The book has loads of fascinating stuff on how the brain is structured, how we parse (interpret) speech and how we learn language (whether it is 'hard-wired' in our brains rather than aquired).

Another great head-spinner is Daniel C. Dennett's 'Consciousness Explained' book, all about how the brain works, how a series of electrical pulses may make us think and percieve our own identity. The weird bit is explaining how we have a stream of conscious thoughts. We do things all day without being conscious of them (we even drive while thinking about other things, the brain just takes care of it).
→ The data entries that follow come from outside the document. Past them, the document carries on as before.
PR #321, opened 2021-07-27
Fix references to settings.toml

daviddavis:
[noissue]

### DIFF
--- a/pulpcore/cli/common/__init__.py
+++ b/pulpcore/cli/common/__init__.py
@@ -86,7 +86,7 @@ def _config_callback(ctx: click.Context, param: Any, value: Optional[str]) -> No
 @click.option(
     "--config",
     type=click.Path(resolve_path=True),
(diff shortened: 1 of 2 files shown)


pulpcore/cli/common/__init__.py
```diff
@@ -86,7 +86,7 @@ def _config_callback(ctx: click.Context, param: Any, value: Optional[str]) -> No
 @click.option(
     "--config",
     type=click.Path(resolve_path=True),
-    help=_("Path to the Pulp settings.toml file"),
+    help=_("Path to the Pulp cli.toml file"),
```
mdellweg, line 89: Actually, the file can be named anything.
How about: "Path of a Pulp CLI settings file to use instead of the default location"

mdellweg (approved):

mdellweg (approved):

PR #325, opened 2021-07-30
Add --uuid for task commands

mdellweg:
The workers only log the uuid of tasks. This way it will be easier to
take that information and work with tasks.

### DIFF
--- a/pulpcore/cli/core/task.py
+++ b/pulpcore/cli/core/task.py
@@ -1,13 +1,37 @@
 import gettext
+from typing import Optional
 
 import click
 
-from pulpcore.cli.common.context import PulpContext, pass_entity_context, pass_pulp_context
-from pulpcore.cli.common.generic import list_command
+from pulpcore.cli.common.context import (
+    PulpContext,
+    PulpEntityContext,
+    pass_entity_context,
+    pass_pulp_context,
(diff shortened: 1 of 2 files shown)


daviddavis:
> The workers only log the uuid of tasks.

Is this like in the system logs?

mdellweg:
Yes i am talking about system logs (aka journalctl).

Also uuid is the closest thing to a (unique) name the tasks have.

daviddavis:
Is correlation id not an option?

```
$ journalctl -n 2
pulp [f35a81b318bc4d5eaac616f65bf021fc]: pulpcore.tasking.pulpcore_worker:INFO: Starting task 072ae5c9-4c0e-406c-b8f5-d6124f12e75e
pulp [f35a81b318bc4d5eaac616f65bf021fc]: pulpcore.tasking.pulpcore_worker:INFO: Task completed 072ae5c9-4c0e-406c-b8f5-d6124f12e75e

$ pulp task list --cid 
```

mdellweg:
Correlatio ID is a filter, and one user action can trigger multiple tasks. They would share the cid.

daviddavis (approved):
LGTM. A test might be nice but is not required.

PR #326, opened 2021-07-30
Add configurable filter for plugins

### LINKED ISSUE #291: As a user, I want to be able to disable certain plugins
pulp-cli supports a variety of pulpcore plugins, but currently doesn't have a way to limit the CLI to the ones that are actually installed.

I am not sure whether querying the API *before* doing anything (including tab completion) is a good idea, but having a way to list plugins that shall be enabled (or disabled, I don't care too much), would be a good middle ground

That way Katello could deploy a config (after #290 is done) where we match the CLI plugins and the Server plugins :)

mdellweg:
fixes #291

### DIFF
--- a/CHANGES/291.feature
+++ b/CHANGES/291.feature
@@ -1,0 +1,1 @@
+Added the ability to specify a list in the system wide config file to filter plugins on loading.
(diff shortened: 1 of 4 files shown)


mdellweg:
@evgeni does this match your expectations?

mdellweg:
Closing as this is not a nice solution. We can always factor plugins into their own repositories if we want to make them separately installable.

PR #327, opened 2021-08-03
Add collection version content list command

daviddavis:
[noissue]

### DIFF
--- a/pulpcore/cli/ansible/content.py
+++ b/pulpcore/cli/ansible/content.py
@@ -1,0 +1,31 @@
+import gettext
+
+import click
+
+from pulpcore.cli.ansible.context import PulpAnsibleCollectionVersionContext, PulpAnsibleRoleContext
+from pulpcore.cli.common.context import PulpContext, pass_pulp_context
+from pulpcore.cli.common.generic import list_command
+
+_ = gettext.gettext
+
+
+@click.group()
+@click.option(
+    "-t",
+    "--type",
+    "content_type",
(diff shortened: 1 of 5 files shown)


pulpcore/cli/ansible/content.py
```diff
@@ -0,0 +1,29 @@
...
+_ = gettext.gettext
+
+
+@click.group()
+@click.option(
+    "-t",
+    "--type",
+    "content_type",
+    type=click.Choice(["collection-version"], case_sensitive=False),
+    default="collection-version",
```
mdellweg, line 18: I'm wondering if we should expose this as a "collection" to the user.

mdellweg: Let's go for consistency.

fao89: the closest we get to the galaxy user experience, the better

pulpcore/cli/ansible/content.py
```diff
@@ -0,0 +1,29 @@
...
+)
+@pass_pulp_context
+@click.pass_context
+def content(ctx: click.Context, pulp_ctx: PulpContext, content_type: str) -> None:
+    if content_type == "collection-version":
+        ctx.obj = PulpAnsibleCollectionVersionContext(pulp_ctx)
+    else:
```
mdellweg, line 25: Any chance we can add the code path for roles right now? Also OK to do it later.

mdellweg (approved):

mdellweg:
The failures seem unrelated now. Have any of the containers been rebuilt?

PR #338, opened 2021-08-11
Set a limit on the content list command

daviddavis:
[noissue]


daviddavis:
This is sort of a workaround due to a bad collection with linebreaks in the pulp_ansible CI. I figure it's something we want anyway though since there's a lot of collection version and we want to limit the list to a more reasonable number.

daviddavis:
Closing in favor of https://github.com/pulp/pulp-cli/pull/339.

PR #339, opened 2021-08-11
Count collections with grep

fao89:
[noissue]

### DIFF
--- a/tests/scripts/pulp_ansible/test_sync.sh
+++ b/tests/scripts/pulp_ansible/test_sync.sh
@@ -57,4 +57,6 @@ test "$(echo "$OUTPUT" | jq -r length)" -eq 2
 expect_succ pulp ansible repository version show --repository "cli_test_ansible_repository" --version 2
 test "$(echo "$OUTPUT" | jq -r '.content_summary.present."ansible.collection_version".count')" -gt 0
 expect_succ pulp ansible content list
-test "$(echo "$OUTPUT" | jq -r length)" -gt 0
+# jq fails to parse the collection data
+# collection_version.docs_blob brings HTML snippets which may be adding linebreaks
+test "$(echo "$OUTPUT" | grep -c pulp_href)" -gt 0


fao89:
let's see if the issue is on our fixture
https://github.com/pulp/pulp_ansible/pull/615

mdellweg:
I'm not so sure, who is producing the invalid json here. FWIW, if pulp_ansible answered with invalid json, the cli should fail, and not jq.
Also can we consider this change a temporary workaround, and keep the current line as a comment?

daviddavis:
I have no objection to the cli failing when it encounters invalid json from a pulp server but I kind of thought that the cli just outputted the data it gets from pulp for the most part with no validation, etc.

I think though that pulp_ansible should not return invalid json and that's something we need to fix in pulp_ansible probably.

mdellweg:
> I have no objection to the cli failing when it encounters invalid json from a pulp server but I kind of thought that the cli just outputted the data it gets from pulp for the most part with no validation, etc.

It parses the returned data as json and formats it as json/yaml again. But maybe it's json parser is accepting things that jq doesn't. That is why i really want (someone) to fully understand, what's going on here.

> I think though that pulp_ansible should not return invalid json and that's something we need to fix in pulp_ansible probably.

agree, absolutely

fao89:
> > I have no objection to the cli failing when it encounters invalid json from a pulp server but I kind of thought that the cli just outputted the data it gets from pulp for the most part with no validation, etc.
> 
> It parses the returned data as json and formats it as json/yaml again. But maybe it's json parser is accepting things that jq doesn't. That is why i really want (someone) to fully understand, what's going on here.
> 
> > I think though that pulp_ansible should not return invalid json and that's something we need to fix in pulp_ansible probably.
> 
> agree, absolutely

what I have so far is:
- when I ssh to CI, I can get the list without problems (running pulp ansible content list);
- I can even jq it without problems (running pytest -m pulp_ansible -k test_sync);
- the issue only happens when the CLI tests run just after the functional tests

issues:
- the output of every collection_version is huge because docs_blob brings docs html
- the output is so huge that is hard to see where the linebreak come from

I have no idea how jq evaluates the output from the CLI, but when I run `pulp ansible content list` on the terminal, the output fits the size of my terminal creating linebreaks on the documentation. So it becomes pretty unclear if the linebreak was there because the docs had it or because it didn't fit my screen.

daviddavis:
Debugging some things it looks like the rendered README ends up in the json response. When I import `pulp.test_asset` for example, and run `pulp ansible content list` for docs_blob, it shows:

```
    "docs_blob": {
      "contents": [],
      "collection_readme": {
        "html": "<h1>Ansible Collection - pulp.testing_asset</h1>\n<p>Documentation for the collection.</p>",
        "name": "README.md"
      },
      "documentation_files": []
    },
```

Notice that the newline in collection_readme is properly escaped as `\n`. 

However, when I echo the output in the CI, it shows:

```
[...] "docs_blob": {"contents": [], "collection_readme": {"html": "<h1>Ansible Collection - pulp.testing_asset</h1>
2021-08-16T17:17:13.6894587Z <p>Documentation for the collection.</p>", "name": "README.md"}, "documentation_files": []}
```

Notice the newline after the closing h1 tag.

What's more strange is that when I run the cli test sync locally I get different output (with `\n`):

```
"docs_blob": {"contents": [], "collection_readme": {"html": "<h1>Ansible Collection - pulp.testing_asset</h1>\n<p>Documentation for the collection.</p>", "name": "README.md"}, "documentation_files": []}
```

fao89:
I'm running with a JSON validator: https://github.com/pulp/pulp-cli/pull/341/files
and it gives a clue where the error happens
https://github.com/pulp/pulp_ansible/runs/3342659987?check_suite_focus=true#step:11:955
```
Invalid control character at: line 1 column 3442 (char 3441)
```

fao89:
after using the JSON validator I could see it is on pulp_ansible side, so I'm closing this PR

PR #343, opened 2021-08-17
Add href support to resource_option

### LINKED ISSUE #315: For sync there's no remote href option nor help text about what's expected for the remote option
What does pulp-cli expect for `--remote` and where is the option for href?

```
$ pulp file repository sync --help
Usage: pulp file repository sync [OPTIONS]

Options:
  --name TEXT    Name of the repository
  --href TEXT    HREF of the repository
  --remote TEXT
  --help         Show this message and exit.
```

mdellweg:
fixes #315

### DIFF
--- a/pulpcore/cli/common/generic.py
+++ b/pulpcore/cli/common/generic.py
@@ -1,5 +1,6 @@
 import gettext
 import json
+import re
 from typing import (
     Any,
     Callable,
@@ -248,6 +249,7 @@ def resource_option(*args: Any, **kwargs: Any) -> Callable[[_FC], _FC]:
     lookup_key: str = kwargs.pop("lookup_key", "name")
     context_table: Dict[str, Type[PulpEntityContext]] = kwargs.pop("context_table")
     capabilities: Optional[List[str]] = kwargs.pop("capabilities", None)
+    href_pattern: Optional[str] = kwargs.pop("href_pattern", None)
 
     def _option_callback(
         ctx: click.Context, param: click.Parameter, value: Optional[str]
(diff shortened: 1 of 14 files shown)


mdellweg:
This is currently only implemented in "pulp file repository *" commands to showcase.

pulpcore/cli/common/generic.py
```diff
@@ -256,10 +258,35 @@ def _option_callback(
...
             return value
 
-        split_value = value.split(":", maxsplit=2)
-        while len(split_value) < 3:
-            split_value.insert(0, "")
-        plugin, resource_type, identifier = split_value
+        pulp_href: Optional[str] = None
+        entity: Optional[EntityDefinition] = None
+
+        if value.startswith("/"):
```
daviddavis, line 264: I wonder if this shouldn't check for href_pattern instead and then just assume it's a name if it doesn't match:

```
$ pulp file remote create --name /test/ --url https://fixtures.pulpproject.org/file/
$ pulp file repository create --name /test/ --remote /test/
Error: '/test/' is not a valid href for remote.
```

mdellweg: That wouldn't solve the problem where the name actually looks like a valid href.
But you can always use: `$ pulp file repository create --name /test/ --remote ::/test/`

daviddavis (approved):

mdellweg:
@daviddavis I extended the use of this feature to all plugins sync and export{,er}s. You might want to revisit.

daviddavis (approved):

daviddavis:
I had one thought (not necessarily for this PR): what if we stored the href_pattern on the context instead of having to define it everywhere?

mdellweg:
> I had one thought (not necessarily for this PR): what if we stored the href_pattern on the context instead of having to define it everywhere?

I'm happy to move it around (to generic?). But for the more generic options, what should be _the_ Context to store it on?

daviddavis:
Maybe for generic options, the href_pattern must be supplied when calling resource_option?

mdellweg:
I moved it into the base context. It seemd to match best there.

pulpcore/cli/core/export.py
```diff
@@ -16,16 +18,34 @@
 from pulpcore.cli.core.context import PulpExportContext, PulpExporterContext
 
 _ = gettext.gettext
+REPO_HREF_PATTERN = r"^/pulp/api/v3/repositories/(?P<plugin>\w+)/(?P<resource_type>\w+)/"
```
daviddavis, line 21: Why define this hear instead of using `PulpRepositoryContext.HREF_PATTERN`?

daviddavis:
I was thinking that `_option_callback` in `resource_option` would have some logic like:

```python
if href_pattern is None and hasattr(ctx, HREF_PATTERN):
    href_pattern = ctx.HREF_PATTERN
```

pulpcore/cli/core/export.py
mdellweg: forgot about that.

mdellweg:
> I was thinking that `_option_callback` in `resource_option` would have some logic like:
> 
> ```python
> if href_pattern is None and hasattr(ctx, HREF_PATTERN):
>     href_pattern = ctx.HREF_PATTERN
> ```

The problem is, it needs the pattern before determining the Context class to instanciate.

daviddavis:
Ah, I see. That kind of defeats part of the purpose of my suggestion to have it on context then.

mdellweg:
> Ah, I see. That kind of defeats part of the purpose of my suggestion to have it on context then.

It still feels like the right place.

daviddavis (approved):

So we are doing all these things but there is no centre of the brain, no little man deciding what we are conscious of, so how do these thousands of parralel processes converge into a single conscious stream when there is no central point or interpreter. Complex but freaky.
Tue 13/11/01 at 22:51
Posts: 0
Cheers for the recommendations. I've got to stop shying away from the Popular Science section in Waterstones. I always hover near, have a quick read and then put them down.Time to take the intellectual bait and go for something a bit more taxing. Steven Pinker has been recommended before. Shall go to Waterstones and get my head messed with forwith.
Wed 14/11/01 at 12:10
Regular
"I love Dave music"
Posts: 784
Yeah, it makes you wonder how much of what we do is "hard-wired" in to us. Apparently nodding for "yes" is. People who have been blind from birth nod, and this is thought to be hard-wired in from birth. They shake their head for no too, but this is thought to come from early childhood. The child shakes their head to say "no" to more food, preventing the parent from giving them anymore.

Thanks for the book recommendations, i'll check them out, (if I ever get through all the required reading for my course!)